## What is required
In the material below, the required lines run from the one containing "lizschwab: Interesting, I" through the one containing "It also updates". Copy those lines exactly, ends included, and nothing else.

## Entries supplied
********************
PR #9845, opened 2026-05-08
feat!: Added additional keyboard shortcuts for context menu

lizschwab:
## The basics

### Resolves

Fixes https://github.com/RaspberryPiFoundation/blockly-keyboard-experimentation/issues/622

### Proposed Changes

Adds context menu shortcuts for Shift+F10 and the Menu key.

### Reason for Changes

These are common shortcuts for the context menu in Windows.

### Test Coverage

Added unit tests for validating the context menu appears from a block, from a workspace comment, and from the workspace when pressing these key combinations. Tested manually (my keyboard does have a menu button).

### Breaking Changes

New keyboard shortcuts have been registered for Shift+F10 and the Menu/Context Menu key. This will cause an error if you try to register another shortcut with these same keys. If you already have one or both of these keyboard shortcuts registered for something in your code, you will need to either change which key(s) your shortcut uses or remove the new registration(s) to keep your existing shortcut(s).

### DIFF
--- a/packages/blockly/core/shortcut_items.ts
+++ b/packages/blockly/core/shortcut_items.ts
@@ -558,13 +558,18 @@ export function registerMovementShortcuts() {
 }
 
 /**
- * Keyboard shortcut to show the context menu on ctrl/cmd+Enter.
+ * Keyboard shortcut to show the context menu on ctrl/cmd+Enter, shift+F10, and
+ * the menu key.
  */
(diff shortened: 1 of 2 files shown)


mikeharv (approved):
Changes look good. Thanks for adding test coverage. I think this may need to be marked as a breaking change, in case developers have already assigned the new shortcuts to other functionality.

PR #9846, opened 2026-05-08
feat: use custom aria labels for inputs with move announcements

mikeharv:
## The basics

### Resolves

Fixes https://github.com/RaspberryPiFoundation/blockly/issues/9836

### Proposed Changes

This PR allows move announcements to use `Input.ariaLabelProvider` when disambiguating connection candidates. 

image

If a provider is not provided, or one returns an empty string, we will fallback on the computed label using either the field labels for the input, or, if it's a statement input, a subset of inputs.

image

### Test Coverage

A new test ensures that a move announcement `disambiguates with custom input labels`. 

I also updated a few related tests to assert using string literals rather than duplicate computation logic that lived in the test file. This should make the tests easier to read and more likely to catch accidental regressions.

### DIFF
--- a/packages/blockly/core/block_aria_composer.ts
+++ b/packages/blockly/core/block_aria_composer.ts
@@ -205,11 +205,7 @@ export function getInputLabels(
 ): string[] {
   return block.inputList
     .filter((input) => input.isVisible())
-    .map((input) =>
-      input.getAriaLabelText() !== null
-        ? input.getAriaLabelText()!
-        : input.getLabel(verbosity),
-    );
+    .map((input) => input.getAriaLabelText() ?? input.getLabel(verbosity));
 }
 
 /**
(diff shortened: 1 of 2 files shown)


packages/blockly/core/block_aria_composer.ts
```diff
@@ -205,11 +205,7 @@ export function getInputLabels(
 ): string[] {
   return block.inputList
     .filter((input) => input.isVisible())
-    .map((input) =>
-      input.getAriaLabelText() !== null
-        ? input.getAriaLabelText()!
-        : input.getLabel(verbosity),
-    );
+    .map((input) => input.getAriaLabelText() ?? input.getLabel(verbosity));
```
mikeharv, line 208: This doesn't change anything functionally, but using nullish is safe because it expresses the intended “use this unless it's null” logic directly, while avoiding both a duplicate method call and an unnecessary non-null assertion.

lizschwab: Interesting, I was under the impression that nullish coalescing was unsafe here because empty string evaluates to falsy but looks like the [MDN documentation](https://developer.mozilla.org/en-US/docs/Web/JavaScript/Reference/Operators/Nullish_coalescing) says that's not the case. Thanks, I wanted to do that to begin with. :D

lizschwab (approved):
lgtm

PR #9847, opened 2026-05-11
fix: skip empty label fields and dummy/end row inputs for move announcements

mikeharv:
## The basics

### Resolves

Fixes 

### Proposed Changes

This updates the way unlabeled inputs are counted, in order to skip dummy and end row inputs.
It also updates `FieldLabel` to allow for empty string ARIA labels (which are then ignored for input/block).
The **before** screenshot below shows incorrect input counting due to the presence of a dummy input. It also shows an `'empty'` label due to a blank field that is used to assist in laying out the block.
image

After these changes, the input index is reported in a more intuitive way and the 'empty' label field is skipped entirely:
image

### Reason for Changes

These changes are important in order to make sure that inputs are described more helpfully, and that superfluous block layout information is not conveyed to assistive technologies.

### Test Coverage

New tests were added to ensure we do not count dummy and end row inputs when announcing moves involving unlabeled inputs.

### DIFF
--- a/packages/blockly/core/block_aria_composer.ts
+++ b/packages/blockly/core/block_aria_composer.ts
@@ -209,7 +209,7 @@ export function getInputLabels(
 ): string[] {
   return block.inputList
     .filter((input) => input.isVisible())
-    .map((input) => input.getLabel(verbosity, input.getAriaLabelText()));
+    .map((input) => input.getAriaLabelText() ?? input.getLabel(verbosity));
 }
 
 /**
@@ -246,7 +246,7 @@ function getInputLabelsSubset(block: BlockSvg, input: Input): string[] {
     .filter((input) => input.isVisible())
     .map(
       (input) =>
-        input.getLabel(Verbosity.TERSE, input.getAriaLabelText()) ||
+        input.getLabel(Verbosity.TERSE) ||
         Msg['INPUT_LABEL_INDEX'].replace(
           '%1',
           (input.getIndex() + 1).toString(),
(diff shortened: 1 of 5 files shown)


packages/blockly/core/field_label.ts
```diff
@@ -81,6 +81,42 @@ export class FieldLabel extends Field<string> {
...
+   * a separate ARIA property.
+   *
+   * Unlike other built-in fields, FieldLabel does return an empty string when its
+   * value is empty. This is because empty labels are sometimes used for layout
+   * purposes.
+   *
+   * @param includeTypeInfo Whether to include the field's type information in
+   *     the returned label, if available.
+   */
+  computeAriaLabel(includeTypeInfo: boolean = true): string {
```
lizschwab: I believe this should be `override computeAriaLabel` as this class extends `Field` class, which already has a `computeAriaLable` function.

lizschwab (approved):
Once the `override` issue is addressed this is good to merge

packages/blockly/core/block_aria_composer.ts
```diff
@@ -224,11 +228,7 @@ export function getInputLabels(
  * @param input The input that defines the end of the subset.
  * @returns A list of field/input labels for the given block.
  */
-export function getInputLabelsSubset(
-  block: BlockSvg,
-  input: Input,
-  verbosity = Verbosity.STANDARD,
-): string[] {
+function getInputLabelsSubset(block: BlockSvg, input: Input): string[] {
```
lizschwab, line 256: Per [Maribeth's comment](https://raspberrypifoundation.slack.com/archives/C09KAC5AY7N/p1778531603039799?thread_ts=1778531209.958339&cid=C09KAC5AY7N) I just want to call out that this is a change to the signature and could be breaking. I'm not sure whether that makes this a breaking change.

mikeharv: This is internal and new with `v13`, so I don't believe it could be considered breaking.

lizschwab: That makes sense. Resolving conversation :slightly_smiling_face:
********************
## Written response
lizschwab: Interesting, I was under the impression that nullish coalescing was unsafe here because empty string evaluates to falsy but looks like the [MDN documentation](https://developer.mozilla.org/en-US/docs/Web/JavaScript/Reference/Operators/Nullish_coalescing) says that's not the case. Thanks, I wanted to do that to begin with. :D

lizschwab (approved):
lgtm

PR #9847, opened 2026-05-11
fix: skip empty label fields and dummy/end row inputs for move announcements

mikeharv:
## The basics

### Resolves

Fixes 

### Proposed Changes

This updates the way unlabeled inputs are counted, in order to skip dummy and end row inputs.
It also updates `FieldLabel` to allow for empty string ARIA labels (which are then ignored for input/block).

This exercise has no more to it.